In 2011, JDownloader was superseded by its successor, JDownloader 2. While support for the original JDownloader still exists on forums, the official site only lists JDownloader 2.

During mid-2012, there were complaints that JDownloader's installer added adware without the user's consent. The JDownloader installation contains adware according to several independent sources. There were further complaints mid-2014. In response, a link to the non-adware version was made available but only in a forum post.

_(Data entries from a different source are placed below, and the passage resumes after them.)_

PR #103, opened 2018-01-27
Fix compatibility with Python 2

lrq3000:
This PR fixes a compatibility issue with Python 2: decorating with just `@widgets.register` will transform the decorated class into a function, whereas using `@widgets.register()` will correctly return a class. I could successfully run the example:

```python
import ipyvolume
ipyvolume.examples.ball(rmax=3, rmin=2.5, shape=64, lighting=True)
```

BTW it would be nice I think to add the [mybinder examples](https://hub.mybinder.org/user/maartenbreddels-ipyvolume-ew8oywwc/notebooks/notebooks/simple.ipynb) in the doc directly, or even the readme, so that new users can easily test out the widget for themselves :-) Otherwise in the doc there is no other example that does not require a 3rd-party library (bokeh etc).

### DIFF
--- a/ipyvolume/transferfunction.py
+++ b/ipyvolume/transferfunction.py
@@ -28,7 +28,7 @@ if 0:
 
 	array_serialization = dict(to_json=array_to_json, from_json=array_from_json)
 
-@widgets.register
+@widgets.register()
 class TransferFunction(widgets.DOMWidget):
 	_model_name = Unicode('TransferFunctionModel').tag(sync=True)
 	_view_name = Unicode('TransferFunctionView').tag(sync=True)
--- a/ipyvolume/widgets.py
+++ b/ipyvolume/widgets.py
@@ -20,7 +20,7 @@ _last_volume_renderer = None
 import ipyvolume._version
 semver_range_frontend = "~" + ipyvolume._version.__version_js__
 
-@widgets.register
+@widgets.register()
 class Mesh(widgets.DOMWidget):
     _view_name = Unicode('MeshView').tag(sync=True)
     _view_module = Unicode('ipyvolume').tag(sync=True)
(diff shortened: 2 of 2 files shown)


lrq3000:
Also for reference (about the decorator):
* https://bugs.python.org/issue6829

maartenbreddels:
Hi there, thanks for your contribution!
I cannot reproduce this actually.
The decorator might be a bit confusing, since going from ipywidget 6 to 7 it does not take a name anymore, but a widget instead. If you installed ipyvolume with ipywidget 6 this may happen actually!.
A binder link in the docs would be great, I saw some auto generated once, I'll look into it.

lrq3000:
@maartenbreddels mmm that's weird, did you try with Python >= 2.7.13 ? Because it's known to work with Python >= 3 since the class management changed, so this issue affects only Python 2. I have ipywidget v7.1.1, I had to update else the widget would not even load with the time old issue of "javascript can't be loaded" or something like that.

maartenbreddels:
it's 2.7.14, on OSX, using miniconda, and ipyvolume works with that. I'm almost sure it is ipywidget 6 you are using, maybe you have it installed in `~/.local`?
can you check the output of `python -c "import ipywidgets as w; print(w.__version__, w.__file__)"` ?

lrq3000:
Hey @maartenbreddels , thank you for your suggestion, here is the output:

```python
('7.1.1', 'C:\\Anaconda2\\lib\\site-packages\\ipywidgets\\__init__.pyc')
```

The path is where I initially applied my patch to make ipyvolume works. Also my Python version is 2.7.12, maybe there was an update between .12 and .14 that renders Py2 compatible with such decorator?

maartenbreddels:
Ok, I need to check this on windows, I only have OSX and Linux now, but I'll try to boot up a virtual machine soon!

PR #104, opened 2018-02-07
Headless fixes

mathieu1:
The headless example is currently broken, and requires a few fixes:

- [x] The font-awesome url is no longer valid
- [x] Do not force `devmode=True` in headless mode
- [x] ~Fetch some version of `three.js`~
- [x] Do not use offline mode when headless

### DIFF
--- a/ipyvolume/embed.py
+++ b/ipyvolume/embed.py
@@ -102,8 +102,7 @@ def save_font_awesome(dirpath='', version="4.7.0"):
     directory_path = os.path.join(dirpath, directory_name)
     if os.path.exists(directory_path):
         return directory_name
-
-    url = "http://fontawesome.io/assets/font-awesome-{0:s}.zip".format(version)
+    url = "https://fontawesome.com/v{0:s}/assets/font-awesome-{0:s}.zip".format(version)
     content, encoding = download_to_bytes(url)
 
     try:
--- a/ipyvolume/pylab.py
+++ b/ipyvolume/pylab.py
@@ -754,7 +754,7 @@ def _screenshot_data(timeout_seconds=10, output_widget=None, format="png", width
         import tempfile
         tempdir = tempfile.mkdtemp()
         tempfile = os.path.join(tempdir, 'headless.html')
-        save(tempfile, offline=True, scripts_path=tempdir, devmode=devmode)
+        save(tempfile, offline=False, scripts_path=tempdir, devmode=devmode)
         data = headless._screenshot_data("file://" + tempfile)
     else:
         if output_widget is None:
--- a/ipyvolume/pylab.py
+++ b/ipyvolume/pylab.py
@@ -744,7 +744,7 @@ def movie(f="movie.mp4", function=_change_y_angle, fps=30, frames=30, endpoint=F
     return tempdir
 
 
-def _screenshot_data(timeout_seconds=10, output_widget=None, format="png", width=None, height=None, fig=None, headless=False):
+def _screenshot_data(timeout_seconds=10, output_widget=None, format="png", width=None, height=None, fig=None, headless=False, devmode=False):
     if fig is None:
         fig = gcf()
     else:
@@ -754,7 +754,7 @@ def _screenshot_data(timeout_seconds=10, output_widget=None, format="png", width
         import tempfile
         tempdir = tempfile.mkdtemp()
         tempfile = os.path.join(tempdir, 'headless.html')
-        save(tempfile, offline=True, scripts_path=tempdir, devmode=True)
+        save(tempfile, offline=True, scripts_path=tempdir, devmode=devmode)
         data = headless._screenshot_data("file://" + tempfile)
     else:
         if output_widget is None:
@@ -792,7 +792,7 @@ def _screenshot_data(timeout_seconds=10, output_widget=None, format="png", width
     data = data[data.find(",") + 1:]
     return base64.b64decode(data)
 
-def screenshot(width=None, height=None, format="png", fig=None, timeout_seconds=10, output_widget=None, headless=False):
+def screenshot(width=None, height=None, format="png", fig=None, timeout_seconds=10, output_widget=None, headless=False, devmode=False):
     """Save the figure to a PIL.Image object.
 
     :param int width: the width of the image in pixels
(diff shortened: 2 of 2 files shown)


mathieu1:
The last fix (fetching `three.js`) feels quite hacky, here are a few reasons why:

1. The generated html looks like this (with or without the fix):
```html
<head>
...
<script type="text/javascript" charset="utf-8" async="" data-requirecontext="_" data-requiremodule="ipyvolume_v0.4.5" src="./ipyvolume_v0.4.5.js"></script>
<script type="text/javascript" charset="utf-8" async="" data-requirecontext="_" data-requiremodule="three" src="./three.js"></script>
<script type="text/javascript" charset="utf-8" async="" data-requirecontext="_" data-requiremodule="https://unpkg.com/ipyvolume@~0.4.5/dist/index.js" src="https://unpkg.com/ipyvolume@~0.4.5/dist/index.js"></script>
...
</head>
<body>
...
<script>
    require.config({
      map: {
        '*': {
          'ipyvolume': 'ipyvolume_v0.4.5',
        }
      }})
</script>
...
</body>
```
So somehow `ipyvolume.js` is getting imported multiple times, I'm not sure why, and I'm not sure if `three.js` is supposed to be imported in a similar way.

2. There's some commented code in `save_ipyvolumejs()` which suggests an earlier version downloaded `three.js` from the `static` folder. I'm not sure what to do with it, and in particular with the pointer to https://github.com/jovyan/pythreejs/issues/109
```python
def save_ipyvolumejs(target="", devmode=False,
                     version=ipyvolume._version.__version_js__, version3js=__version_threejs__):
    ...
    # TODO: currently not in use, think about this if we want to have this external for embedding,
    # see also https://github.com/jovyan/pythreejs/issues/109
    # three_filename = 'three_v{version}.js'.format(version=__version_threejs__)
    # three_filepath = os.path.join(target, three_filename)
    # threejs = os.path.join(os.path.abspath(ipyvolume.__path__[0]), "static", "three.js")
    # shutil.copy(threejs, three_filepath)

    return pyv_filename#, three_filename
```

3. Unlike all the other resources which are downloaded (`require`, `embed`, `font-awesome`, `ipyvolume`), `three.js` does not appear in the `snippet` variable created in `embed_html()`, which is strange.
```python
        fname_pyv = save_ipyvolumejs(scripts_path, devmode=devmode)
        fname_three = save_threejs(os.path.join(scripts_path))
        fname_require = save_requirejs(os.path.join(scripts_path))
        fname_embed = save_embed_js(os.path.join(scripts_path))
        fname_fontawe = save_font_awesome(os.path.join(scripts_path))

        subsnippet = wembed.embed_snippet(widgets, embed_url=rel_script_path+fname_embed,
                                          requirejs=False, drop_defaults=drop_defaults, state=state)
        if not offline_cors:
            # TODO DIRTY hack, we need to do this cleaner upstream
            subsnippet = subsnippet.replace(' crossorigin="anonymous"', '')

        cors_attribute = 'crossorigin="anonymous"' if offline_cors else ' '
        snippet = """
<link href="{rel_script_path}{fname_fontawe}/css/font-awesome.min.css" rel="stylesheet">    
<script src="{rel_script_path}{fname_require}"{cors} data-main='./{rel_script_path}' ></script>
<script>
    require.config({{
      map: {{
        '*': {{
          'ipyvolume': '{fname_pyv}',
        }}
      }}}})
</script>
{subsnippet}
        """.format(rel_script_path=rel_script_path, fname_fontawe=fname_fontawe, fname_require=fname_require,
                   fname_pyv=os.path.splitext(fname_pyv)[0], 
                   subsnippet=subsnippet, cors=cors_attribute)
```

maartenbreddels:
Thanks for you (first!) contribution.
I just got bitten today by the fontawesome url issue, so good timing! 
I think three.js shouldn't be needed actually. In the notebook version threejs is not bundled, for the embedded version it is, see `js/webpack.config.json`, which does not list three as external for dist/index.js, which is used. So you see it trying to fetch three.js?

mathieu1:
> I just got bitten today by the fontawesome url issue, so good timing!

Actually my fix currently doesn't work as intended, because the css file has moved inside the zip. Also, font-awesome 5 renamed lots of things, so I need to use the font-awesome-4 shims. Moreover, the zip is 20MB large so I'm looking for a more lightweight alternative (especially since currently it's going to download the resources files every time `savefig(..., headless=True)` is called).

Actually, it's not clear to me why we need to use offline mode when headless. Is it because python could have access to internet while headless chrome would not?

> So you see it trying to fetch three.js?

Ok so it used to but for some reason that's not the case anymore. Not sure what happened there. Scratching that from the PR.

maartenbreddels:
Let's keep it to 4.7 for fontawesome. And no need to use offline for
headless.

(from mobile phone)

On 7 Feb 2018 22:42, "Mathieu" <notifications@github.com> wrote:

I just got bitten today by the fontawesome url issue, so good timing!

Actually my fix currently doesn't work as intended, because the css file
has moved inside the zip. Also, font-awesome 5 renamed lots of things, so I
need to use the font-awesome-4 shims. Moreover, the zip is 20MB large so
I'm looking for a more lightweight alternative (especially since currently
it's going to download the resources files every time savefig(...,
headless=True) is called).

Actually, it's not clear to me why we need to use offline mode when
headless. Is it because python could have access to internet while headless
chrome would not?

So you see it trying to fetch three.js?

Ok so it used to but for some reason that's not the case anymore. Not sure
what happened there. Scratching that from the PR.

—
You are receiving this because you commented.

Reply to this email directly, view it on GitHub
<https://github.com/maartenbreddels/ipyvolume/pull/104#issuecomment-363920477>,
or mute the thread

mathieu1:
Sounds good: using working url for font-awesome 4.7.0 and disabled the offline mode when headless. Ready for review.

maartenbreddels:
Ok great!
I'm still thinking that it's not ideal that the headless mode will have to download all the files in the browser. I can imagine that someone wants to make many screenshots (maybe for a movie), what would result in many fetches. It would be better to cache the files somewhere, although that is something the browser maybe should do.
I'll wait till someone has that use case, lets keep it simple first.
Thanks a lot!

In June 2013, JDownloader's ability to download copyrighted and protected RTMPE streams was considered illegal by a German court. This feature was never provided in an official build, but was supported by a few nightly builds.

==License==

Contrary to the license, some source files are not publicly available. The developers stated that the license may change—the program will remain mostly open source, but will get a license which allows closed-source parts.

==Features==

JDownloader is a free, open-source tool available for Microsoft Windows, Linux, and Mac OS, requiring the Java Runtime Environment to run. Among its main features:

- Runs under various operating systems (Microsoft Windows, Linux, Mac, etc.)
- Can download several files simultaneously, over several connections
- Can automatically solve some CAPTCHAs with its own OCR module (JAntiCaptcha)
- Automatic extractor (including password list search) for RAR archives
- Decrypt RSDF, CCF and DLC Container files
- Support for hundreds of file hosting services through decryption plugins
- Supports "hoster plugins" for downloading from specific one-click hosters
- Integrated package manager for additional modules (e.g., web interface, shutdown)
- Theme support
- Multilingual

The user-specified download links are split into packages to enable individual pausing and continuing of downloads. The program can be configured to unpack split RAR archives automatically after all parts have been downloaded.

JDownloader supports "waiting time" and CAPTCHA recognition on many file hosting sites, enabling batch downloads without user input. Premium users of one-click-host sites can use multiple connections per downloaded file, which increases download speed in most cases. It also supports Metalink, a format for listing multiple mirrors. Software updates and minor patches are released frequently; by default JDownloader updates itself upon initialization. As of 2014, JDownloader uses a continuous deployment system where modifications to the program code (e.g. adapting a plugin to changes in a download site's HTTP API) can be released within minutes. For the beta version, frequently occurring errors in plugins are detected via automated error reports (leaving out some privacy-sensitive data including the user's IP address and the name of the downloaded file).